I ain't go lie, I got some major ki-ki's in at "Pi-yow" but leave the 300 pound coke heads  for the police to handle.   This could have gone wayyyyyyyy wrong.  The bat-fu was strong in Miss Clarese because she spent many hours swangin bats for a living. Somebody without all that practice might have faltered.


----------



## Petal26 (Apr 18, 2019)

I'm glad she's OK.  This could've gone all sorts of wrong.

She reminds me of my granny (May she RIP).  At 4'11 she stayed beating up her adult sons, all well over 6 feet, and their friends   They all deserved it


----------



## IslandMummy (Apr 20, 2019)

Im glad that crackhead did not hurt and hopefully he’s in jail


----------



## intellectualuva (Apr 20, 2019)

I'm glad she wasn't hurt but I don't want her opening the door to battle drugged up men over a car.


----------



## HappilyLiberal (Apr 20, 2019)

When these folks gon' learn to leave old folks and their stuff alone?  Madea don' told them they don' worked too hard for their stuff to have them stealin' their stuff.  They need to go get themselves a job!


----------



## Theresamonet (Apr 20, 2019)

Crackers Phinn said:


> I ain't go lie, I got some major ki-ki's in at "Pi-yow" but leave the 300 pound coke heads  for the police to handle.   This could have gone wayyyyyyyy wrong.  The bat-fu was strong in Miss Clarese because she spent many hours swangin bats for a living. Somebody without all that practice might have faltered.

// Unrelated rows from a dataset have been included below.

PR #2897, opened 2022-12-24
Introduce Feature Flags

adrians5j:
## Changes
With this PR, users are now able to use their `webiny.project.ts` file to set feature flags. For example:

image

Once defined, users can access these values in their application code easily via the new `@webiny/feature-flags` package like so:

image

The above approach works both on the backend and frontend.

## How Has This Been Tested?
Manually.

## Documentation
README and changelog.


leopuleo (approved):
Great! Thanks @adrians5j

PR #2941, opened 2023-01-12
fix: block title update fix

neatbyte-vnobis:
## Changes
Closes "Bug: When you edit an existing block the block title changes to “new block”"

## How Has This Been Tested?
Manual

## Documentation
None


SvenAlHamad:
I tested this one, and it's working as expected. Thanks for sorting it out!

Pavel910 (approved):

PR #2950, opened 2023-01-16
feat: add an indicator that the form field is required

neatbyte-vnobis:
## Changes
Implement task "Add an indicator that the field is required (both in the editor and in the UI)"

## How Has This Been Tested?
Manual

## Documentation
None


packages/cwp-template-aws/template/common/apps/theme/layouts/forms/DefaultFormLayout/fields/Textarea.tsx
```diff
@@ -36,7 +36,11 @@ export const TextareaField: React.FC<TextareaProps> = ({ field }) => {
 
     return (
         <Field>
-            <FieldLabel>{field.label}</FieldLabel>
+            <FieldLabel
```
adrians5j: Let's refactor this a bit.

Instead of the `required` flag, let's rather have `field` flag, which accepts the whole `field`. We can even get rid of the child label. Ultimately, we end up with:

```
<FieldLabel field={field}/>
```

That way we wouldn't need to pass this `required` value for every field, but the flag would be calculated internally in the `FieldLabel` component.

apps/theme/layouts/forms/DefaultFormLayout/fields/components/FieldLabel.tsx
```diff
@@ -1,11 +1,35 @@
+import * as React from "react";
 import styled from "@emotion/styled";
+import { ReactComponent as Asterisk } from "@material-symbols/svg-400/outlined/emergency.svg";
```
adrians5j: Can we use the regular `*` character here? Instead of adding a new dependency to the `theme` package? 

The less deps, the better, especially when it comes to public website-related code (`website` and `theme` packages).

The thing is - we want to keep the `theme` and `website` folders as light as possible. I get that this won't probaby

apps/theme/layouts/forms/DefaultFormLayout/fields/components/FieldLabel.tsx
```diff
@@ -1,11 +1,35 @@
...
     margin: 0 0 5px 1px;
+
     ${theme.breakpoints.mobile} {
         text-align: left !important;
     }
+
+    svg {
+        width: 10px;
+        height: 10px;
+        fill var(--mdc-theme-primary, #fa5723);
```
adrians5j: We don't want to use the SCSS vars anymore.

For all theme-related values, please rely on the `theme.ts` file. In this file, there's an example of accessing theme-defined breakpoints (`theme.breakpoints.mobile`).

packages/cwp-template-aws/template/common/apps/theme/layouts/forms/DefaultFormLayout/TermsOfServiceSection.tsx
```diff
@@ -19,7 +19,7 @@ interface Props {
     component: TermsOfServiceComponent;
 }
 
-const RteFieldLabel = styled(FieldLabel)`
+const RteFieldLabel = styled(FieldLabelStyled)`
```
adrians5j, line 22: Should we not use `FieldLabel` here instead of `FieldLabelStyled` ?

packages/cwp-template-aws/template/common/apps/theme/layouts/forms/DefaultFormLayout/fields/components/FieldLabel.tsx
```diff
@@ -1,12 +1,35 @@
...
     margin: 0 0 5px 1px;
 
     ${breakpoints["mobile-landscape"]} {
         text-align: left !important;
     }
+
+    svg {
+        width: 10px;
+        height: 10px;
+        fill var(--mdc-theme-primary, #fa5723);
```
adrians5j: Same comments apply here (deps, theme).

apps/theme/layouts/forms/DefaultFormLayout/TermsOfServiceSection.tsx
```diff
@@ -6,7 +6,7 @@ import { useBind } from "@webiny/form";
 import { Field } from "./fields/components/Field";
 import { Row } from "./Row";
 import { Cell } from "./Cell";
-import { FieldLabel } from "./fields/components/FieldLabel";
+import { FieldLabelStyled } from "./fields/components/FieldLabel";
```
adrians5j, line 9: Same question about `FieldLabel` vs. `FieldLabelStyled` applies here.

packages/app-form-builder/src/admin/components/FormEditor/Tabs/EditTab/Field.tsx
```diff
@@ -29,26 +30,70 @@ const Actions = styled("div")({
     alignItems: "right",
     "> *": {
         flex: "1 100%"
+    },
+    ".switch-wrapper": {
+        display: "flex",
+        alignItems: "center",
+        color: "var(--mdc-theme-text-secondary-on-background)",
```
adrians5j, line 37: Just extra clarification here.

The usage of SCSS vars here is OK.

This is because these are Admin app styles, and these are still handled via SCSS.

Only Admin app styles and theme vars are handled via SCSS. The rest (Page Builder pages, Form Builder forms) is handled via the new `theme.ts` file.

If you'll have any extra questions, feel free to ping.

packages/app-form-builder/src/admin/components/FormEditor/Tabs/EditTab/Field.tsx
```diff
@@ -29,26 +30,70 @@ const Actions = styled("div")({
...
-    const { getFieldPlugin } = useFormEditor();
-
+    const { getFieldPlugin, updateField } = useFormEditor();
     const fieldPlugin = getFieldPlugin({ name: field.name });
+
+    const isRequired = useMemo(() => {
+        return field?.validation?.some(validation => validation.name === "required");
+    }, [field]);
+
+    const handleRequiredStatusChange = useCallback(() => {
```
adrians5j:
```suggestion
    const toggleRequiredValidator = useCallback(() => {
```

packages/app-form-builder/src/admin/components/FormEditor/Tabs/EditTab/Field.tsx
```diff
@@ -29,26 +30,70 @@ const Actions = styled("div")({
...
 const Field: React.FC<FieldProps> = props => {
     const { field, onEdit, onDelete } = props;
-    const { getFieldPlugin } = useFormEditor();
-
+    const { getFieldPlugin, updateField } = useFormEditor();
     const fieldPlugin = getFieldPlugin({ name: field.name });
+
+    const isRequired = useMemo(() => {
+        return field?.validation?.some(validation => validation.name === "required");
+    }, [field]);
```
adrians5j: I'd say `useMemo` usage here is not worth it for a couple of reasons, primarily because of the fact the the `field` reference is probably always different on each render, so the recalculation will happen. And even if the ref did not change, the `[field]` would then produce incorrect results in the UI, since that's not the value we want to use as a caching condition. 

This will suffice:

```ts
const isRequired = field?.validation?.some(validation => validation.name === "required");
```

adrians5j (changes requested):
A couple of things to check. 

Since there are duplicate files (because of the CWP template), I think it should not be to much of a hassle. 

Thank you!

SvenAlHamad:
I've tested the feature from my side, and I'm good with how it looks like.

adrians5j:
Let's resolve conflicts before moving on with another review. Thanks! @neatbyte-vnobis

adrians5j (approved):
This looks good @neatbyte-vnobis, thank you!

They said she was a high school softball player. HS was a long time ago for Clarese. Lol She got lucky.


----------



## Crackers Phinn (Apr 20, 2019)

HappilyLiberal said:


> When these folks gon' learn to leave old folks and their stuff alone?  Madea don' told them they don' worked too hard for their stuff to have them stealin' their stuff.  They need to go get themselves a job!


That’s the problem,  Madea is a 6’5” gym going to dude.  Most real old ladies are 5’6” or less and probably don’t lift nothing heavier than laundry.


----------



## GinnyP (Apr 20, 2019)

Pow....he said Ow
Thank God she’s okay!


----------



## HappilyLiberal (Apr 21, 2019)

Poor Bubba is going to be the laughingstock of the prison yard!


----------



## Laela (Apr 21, 2019)

I hope she's not a loner and has family who can look out for her... she's all on the news , folks likely knows where she lives and frankly, if I were related to her, she wasn't getting on camera to say anything. The news reporter would be speaking to the door!
Media exploitation of black folks still exist. But I'm glad she's OK ..hope he doesn't come back..he can't get put away for too long for that ... jail is a revolving door


----------